# Procyclegear.com



## sumquo (Aug 10, 2011)

Just wondering if anyone had experienced problems with Procyclegear in the last few months. 

I recently ordered a number of items from them, but was quite surprised how sloppy their order fulfillment was. Of the three items ordered, only one was the correct size. I'm not sure how somebody in that business could get two of three wrong, or even ship an XXL Nalini winter cycling jacket, when the size ordered was large. I don't imagine that there is a lot of demand for XXL cycling jackets in the first place.

I've contacted with the owner of Procyclegear via email, but he seems to be less than willing to make things right, or even respond to emails.

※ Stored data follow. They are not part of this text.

PR #624, opened 2022-12-09
feat!: remove emotion

porcellus:
## Summary of change

- Removes emotion, react-select, react-phone-number-input dependencies
- Moves to bundling with rollup

## Related issues

-   

## Test Plan

- Visual testing

## Documentation changes

TODO

    -   In `package.json`
    -   In `package-lock.json`
    -   In `lib/ts/version.ts`


porcellus:
We need to update supertokens-website before this can be merged (https://github.com/supertokens/supertokens-website/pull/178)

other/checkTranslationKeys.js
```diff
@@ -11,6 +11,8 @@ async function* walk(rootPath) {
 }
 
 async function checkTranslationKeys() {
+    // TODO: re-implement this
+    return;
```
rishabhpoddar, line 15: TODO - why is this affected? And should we fix this now or later? Cause later it won't end up happening

rishabhpoddar (changes requested):

other/checkTranslationKeys.js
porcellus: This relied on having a separate translation.js file. I'm not 100% sure if we need this. It was mostly for the translation rework; I just left it in place because it was working. 
I could remove this and add a check into the PR template. We can do the re-implementation if we start having problems with this.

rishabhpoddar: See if you can get this to work in this PR itself.

package.json
```diff
@@ -79,12 +80,13 @@
...
-        "supertokens-js-override": "^0.0.4",
-        "supertokens-web-js": "^0.3.0"
+        "supertokens-js-override": "^0.0.4"
     },
     "peerDependencies": {
         "react": ">=16.8.0",
-        "react-dom": ">=16.8.0"
+        "react-dom": ">=16.8.0",
+        "supertokens-web-js": "^0.3.0",
+        "supertokens-website": "supertokens/supertokens-website#feat/getWindowUnsafe"
```
rishabhpoddar, line 89: why do you need to add supertokens-website to the peer dependency? Shouldn't web-js already have that as a dependency?

rishabhpoddar (changes requested):

package.json
porcellus: web-js has the dependency, but we also import it directly here. while I think this should be fixed, right now, it'd result in the website SDK being bundled. If you prefer, I can remove this and add the website SDK into the bundler config as an external dependency, but it shouldn't be bundled.

rishabhpoddar (approved):

rishabhpoddar (approved):

Issue #625, opened 2022-12-09
Wrong back button link


insky:
If I click "Forgot password" and then back button, URL is {websiteDomain}/{websiteBasePath}?show=signin (no trailing slash), but {websiteDomain}/{websiteBasePath}/ (with trailing slash) expected.

rishabhpoddar:
hey @insky why does having a trailing slash (or not) matter?

insky:
@rishabhpoddar because of uniformity of routes. For example, we have {websiteDomain}/{websiteBasePath}/reset-password
Anyway, component doesn't consider have websiteBasePath trailing slash or not.

rishabhpoddar:
Yea.. I don't think this matters too much. Im closing this issue.

egorFiNE:
@rishabhpoddar we have the same issue. Some http routing configurations are unexpectedly broken because of that. We have routed everything `/{websiteBasePath}/` to the backend and then found out that reset password is broken due to the fact that supertokens routes this one specific request to a _different_ albeit very similar url. 

So we had to add additional deciphering logic. 

Before: 

* does the URL begin with `/{websiteBasePath}/`? Yes → route to backend

After we have discovered this issue: 

* does the URL begin with `/{websiteBasePath}/`? Yes → route to backend
* does the URL begin with `/{websiteBasePath}`? 
  * is this the full url? Yes → route to backend
  * is there a slash after? Yes → route to backend 
  * is there a querystring immediately after? Yes → route to backend
  * is there a hash immediately after? Yes → route to backend
  * is this a beginning of a different and valid pathname starting with the same prefix? Yes → route elsewhere
  
All of this to work around supertokens weird quirk with URLs. 

So in fact I'd say that having a consistent and expected url schema in fact does matter.

rishabhpoddar:
I see. That makes more sense now. Thanks for the explanation. We will sort this out.

rishabhpoddar:
This has been fixed in version >= 0.28.1

PR #627, opened 2022-12-13
fix: add trailing slash to url

alisher-aituarov:
## Summary of change

Trailing slash is added to URL when going back to "Sign In" from "Forgot Password" for consistency

## Related issues

-  https://github.com/supertokens/supertokens-auth-react/issues/625

## Test Plan

## Documentation changes

    -   In `package.json`
    -   In `package-lock.json`
    -   In `lib/ts/version.ts`


lib/ts/superTokens.tsx
```diff
@@ -315,6 +316,7 @@ export default class SuperTokens {
             action: "TO_AUTH",
             showSignIn: options.show === "signin",
         });
+        redirectUrl = appendTrailingSlashToURL(redirectUrl);
```
rishabhpoddar, line 319: Instead of changing here, i would suggest that you see where in the SDK we are actually doing a redirection using history or window APIs and modify the URL there to normalise it to add a trailing slash.

This would ensure that any redirection we do (even in the future) will be consistent.

lib/ts/superTokens.tsx
```diff
@@ -315,6 +316,7 @@ export default class SuperTokens {
...
         redirectUrl = appendQueryParamsToURL(redirectUrl, queryParams);
         return this.redirectToUrl(redirectUrl, options.history);
```
rishabhpoddar, line 321: add tests for this PR

CHANGELOG.md
```diff
@@ -7,6 +7,10 @@ and this project adheres to [Semantic Versioning](https://semver.org/spec/v2.0.0
 
 ## [unreleased]
 
+### Changed
+
+-   Trailing slash is added to URL when going back to "Sign In" from "Forgot Password" for consistency
```
rishabhpoddar, line 12: Add the link to the github issue here

rishabhpoddar (changes requested):

lib/ts/superTokens.tsx
porcellus: I've just discussed this with @alisher-aituarov, and I'd prefer it if didn't normalize this if we get the redirection URL from user overrides. It might be fine for the websiteBasePath (as we know it's a basepath), but not for other links. 
E.g., I want to redirect my users to `/dashboard` after a sign-in - overriding that to redirect to `/dashboard/` is not good.

rishabhpoddar: Hmm ok. But we also need to normalise redirection to password reset page, or to email verification page. So those need to be done manually then in those locations.

rishabhpoddar: Also password reset and email verification links generated on the backend SDK will have to be normalised this way as well?

PR #630, opened 2022-12-14
chore: update supertokens-auth-react version for example apps

alisher-aituarov:
## Summary of change

Updates the supertokens-auth-react version for example apps

## Related issues

-   https://github.com/supertokens/supertokens-core/issues/540

## Test Plan

version updates only

    -   In `package.json`
    -   In `package-lock.json`
    -   In `lib/ts/version.ts`


rishabhpoddar:
@alisher-aituarov you need to change the bash branch of the PR to point to the latest X.Y version branch

CHANGELOG.md
```diff
@@ -7,6 +7,10 @@ and this project adheres to [Semantic Versioning](https://semver.org/spec/v2.0.0
 
 ## [unreleased]
 
+### Changes
```
porcellus, line 10: I'm not sure if this is necessary, but it should be under 0.28 anyway.

porcellus (changes requested):
There is a conflict with the base branch

PR #637, opened 2022-12-29
docs: update with-localstorage example to use header-based auth

porcellus:
## Summary of change

Updates the with-localstorage example to use header-based session from our SDK instead of a custom implementation/

## Related issues

-  https://github.com/supertokens/supertokens-website/pull/173
- https://github.com/supertokens/supertokens-node/pull/440

## Test Plan

N/A

## Documentation changes

https://github.com/supertokens/docs/pull/556

    -   In `package.json`
    -   In `package-lock.json`
    -   In `lib/ts/version.ts`


examples/with-localstorage/README.md
```diff
@@ -20,28 +20,6 @@ Storing tokens in localstorage comes with a few drawbacks:
 
 For a detailed comparison please see [our blog](https://supertokens.com/blog/cookies-vs-localstorage-for-sessions-everything-you-need-to-know)
```
rishabhpoddar, line 22: i think this example app can be removed entirely and instead the readme can just point to the docs about token transfer method section.

I know this is localstorage and we store in fronternd cookies, but the point of this example app was to show how users could use with header based auth instead of cookie based.

rishabhpoddar (changes requested):

rishabhpoddar (dismissed):

PR #650, opened 2023-02-01
fix: social buttons style

alisher-aituarov:
## Summary of change

Fixes buttons hover cursor not being changed to pointer issue

## Test Plan

## Documentation changes

    -   In `package.json`
    -   In `package-lock.json`
    -   In `lib/ts/version.ts`


porcellus (dismissed):
LGTM

rishabhpoddar:
@alisher-aituarov please resolve conflict

lib/ts/recipe/thirdparty/components/themes/styles.css
```diff
@@ -9,6 +9,10 @@
     padding-bottom: 9px;
 }
 
+[data-supertokens~="providerContainer"] button {
+    cursor: pointer;
```
rishabhpoddar, line 13: can you confirm that if the user provides their own custom component (with a custom provider, or with the google provider), the pointer style is still applied?

rishabhpoddar (changes requested):

lib/ts/styles/styles.css
```diff
@@ -234,6 +234,7 @@
     background-position: center;
     transition: all 0.4s;
```
rishabhpoddar, line 235: is it possible to add unit test for this?

rishabhpoddar (changes requested):

lib/ts/recipe/thirdparty/components/themes/styles.css
alisher-aituarov: it will be applied if user uses button element

rishabhpoddar: The user is not supposed to use the button element in their custom component cause the click handler is applied by us. Please make sure you understand how things work

alisher-aituarov:
Screen Shot 2023-02-02 at 17 00 23
Screen Shot 2023-02-02 at 17 02 17
Screen Shot 2023-02-02 at 17 02 53

lib/ts/styles/styles.css
alisher-aituarov: it is possible, discussed this with @porcellus and this seem to be a lot of work to just to check that line of css does work

porcellus: The other big issue with the test is that we'd be testing that CSS rules work, but as far as I can tell, there is no way to test something like "what's the cursor like if I hover over this part of the page/button".

porcellus (approved):

rishabhpoddar (approved):

PR #653, opened 2023-02-06
fix: keep query redirectToPath's query params when redirecting from auth

alisher-aituarov:
## Summary of change

Makes redirectToPath's query params stay when redirecting to it from auth route

## Related issues

- https://github.com/supertokens/supertokens-web-js/issues/82

## Test Plan

## Documentation changes

    -   In `package.json`
    -   In `package-lock.json`
    -   In `lib/ts/version.ts`


porcellus (changes requested):
The changes look good, but please add tests. There are a few `redirectToPath` tests already there that you can use as a base.

test/end-to-end/signin.test.js
```diff
@@ -486,13 +486,15 @@ describe("SuperTokens SignIn", function () {
                 `${TEST_CLIENT_BASE_URL}/redirect-here`
             );
 
-            // test that if we visit auth again, we end up in redirect-heree again
+            // test that if we visit auth again, we end up in redirect-heree again with query params kept
             await Promise.all([
-                page.goto(`${TEST_CLIENT_BASE_URL}/auth?rid=emailpassword&redirectToPath=%2Fredirect-heree`),
+                page.goto(
```
porcellus, line 491: Please add a similar ones that test the redirection:
- emailpassword sign-in 
- emailpassword sign-up.
- passwordless sign-in
- thirdparty sign-in

This test only cheks that the auth pages redirect to the appropriate path if we navigate to it while already logged in.

lib/ts/utils.ts
```diff
@@ -62,14 +62,19 @@ export function getURLHash(): string {
...
         return undefined;
     } else {
         // Prevent Open redirects by normalising path.
         try {
-            return new NormalisedURLPath(param).getAsStringDangerous();
+            const normalisedURLPath = new NormalisedURLPath(param).getAsStringDangerous();
+            if (includeQueryParams === false) {
+                return normalisedURLPath;
+            }
+            const pathQueryParams = param.split("?")[1] ? `?${param.split("?")[1]}` : "";
```
porcellus, line 76: please add a strict undefined check, so we can preserve paths ending in a `?`

porcellus (changes requested):

lib/ts/utils.ts
porcellus: This didn't happen.

lib/ts/utils.ts
```diff
@@ -62,14 +62,19 @@ export function getURLHash(): string {
     return WindowHandlerReference.getReferenceOrThrow().windowHandler.location.getHash().substr(1);
 }
 
-export function getRedirectToPathFromURL(): string | undefined {
+export function getRedirectToPathFromURL({ includeQueryParams } = { includeQueryParams: false }): string | undefined {
```
porcellus, line 65: Is this used anywhere without this param set to true?

porcellus (changes requested):

porcellus (changes requested):
Please remove the parameter of `getRedirectToPathFromURL` if it's always used with the same parameter.

rishabhpoddar (approved):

I had not seen any negative posts prior to placing the order, so was just wondering if anyone knew if they were having problems lately.

Thanks


----------



## sumquo (Aug 10, 2011)

Update:

The incorrectly sized items were returned to Procyclegear for exchange. Procyclegear would not respond to email inquiries to acknowledged the receipt of the goods until a week after they were shown to be delivered. 

The owner of Procyclegear claims to have now resent the jacket in the correct size but, without asking me first, has substituted a lower priced regular bib short for the compression bib short I originally ordered. Besides the fact that the shorts that were sent as a substitute are not compression fit, and have graphics on the thigh that I am not fond of, they are also nearly half the price of the compression shorts I ordered. 

None of this seems to be a concern for Procyclegear, as they are now unwilling to respond to emails.


----------



## bobf (Apr 3, 2015)

I had a similar experience. Ordered a jersey in large, received the correct jersey ... in small. I figured for the money spent it wasn't worth the hassle to try for a replacement. You've confirmed that I needn't bother to give them a second chance.

Can't help worrying that the same people might run other web sites under other names, but with the same level of service. I'd like to avoid them altogether.


----------